YOUR ASSIGNMENT => Give the records again in full, exactly as they are.

INFORMATION PROVIDED =>
PR #3204, opened 2023-11-15
Rename behavior versions and associated functions

jdisanti:
The previous names are just too verbose. This PR shortens them and tries to make things clearer.

----

### DIFF
--- a/design/src/SUMMARY.md
+++ b/design/src/SUMMARY.md
@@ -66,7 +66,7 @@
   - [RFC-0037: The HTTP Wrapper](./rfcs/rfc0037_http_wrapper.md)
   - [RFC-0038: User-configurable retry classification](./rfcs/rfc0038_retry_classifier_customization.md)
   - [RFC-0039: Forward Compatible Errors](./rfcs/rfc0039_forward_compatible_errors.md)
-  - [RFC-0040: Behavior Major Versions](./rfcs/rfc0040_behavior_major_versions.md)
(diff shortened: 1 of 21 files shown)


rcoh (approved):
looks good. please verify docs render as expected

design/src/SUMMARY.md
```diff
@@ -66,7 +66,7 @@
   - [RFC-0037: The HTTP Wrapper](./rfcs/rfc0037_http_wrapper.md)
   - [RFC-0038: User-configurable retry classification](./rfcs/rfc0038_retry_classifier_customization.md)
   - [RFC-0039: Forward Compatible Errors](./rfcs/rfc0039_forward_compatible_errors.md)
-  - [RFC-0040: Behavior Major Versions](./rfcs/rfc0040_behavior_major_versions.md)
+  - [RFC-0040: Behavior Major Versions](./rfcs/rfc0040_behavior_versions.md)
```
ysaito1001, line 69: I assume you deliberately left `RFC-0040: Behavior Major Versions` here as opposed to `RFC-0040: Behavior Versions` for a reason.

ysaito1001 (approved):
I personally like the new names `load_defaults` and `defaults`.

design/src/SUMMARY.md
jdisanti: Oops, I need to fix this one.

jdisanti:
This is a breaking change as far as cargo-semver-checks is concerned, but it's not actually breaking since we haven't released yet.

ANSWER TO THE PROBLEM =>
PR #3204, opened 2023-11-15
Rename behavior versions and associated functions

jdisanti:
The previous names are just too verbose. This PR shortens them and tries to make things clearer.

----

### DIFF
--- a/design/src/SUMMARY.md
+++ b/design/src/SUMMARY.md
@@ -66,7 +66,7 @@
   - [RFC-0037: The HTTP Wrapper](./rfcs/rfc0037_http_wrapper.md)
   - [RFC-0038: User-configurable retry classification](./rfcs/rfc0038_retry_classifier_customization.md)
   - [RFC-0039: Forward Compatible Errors](./rfcs/rfc0039_forward_compatible_errors.md)
-  - [RFC-0040: Behavior Major Versions](./rfcs/rfc0040_behavior_major_versions.md)
(diff shortened: 1 of 21 files shown)


rcoh (approved):
looks good. please verify docs render as expected

design/src/SUMMARY.md
```diff
@@ -66,7 +66,7 @@
   - [RFC-0037: The HTTP Wrapper](./rfcs/rfc0037_http_wrapper.md)
   - [RFC-0038: User-configurable retry classification](./rfcs/rfc0038_retry_classifier_customization.md)
   - [RFC-0039: Forward Compatible Errors](./rfcs/rfc0039_forward_compatible_errors.md)
-  - [RFC-0040: Behavior Major Versions](./rfcs/rfc0040_behavior_major_versions.md)
+  - [RFC-0040: Behavior Major Versions](./rfcs/rfc0040_behavior_versions.md)
```
ysaito1001, line 69: I assume you deliberately left `RFC-0040: Behavior Major Versions` here as opposed to `RFC-0040: Behavior Versions` for a reason.

ysaito1001 (approved):
I personally like the new names `load_defaults` and `defaults`.

design/src/SUMMARY.md
jdisanti: Oops, I need to fix this one.

jdisanti:
This is a breaking change as far as cargo-semver-checks is concerned, but it's not actually breaking since we haven't released yet.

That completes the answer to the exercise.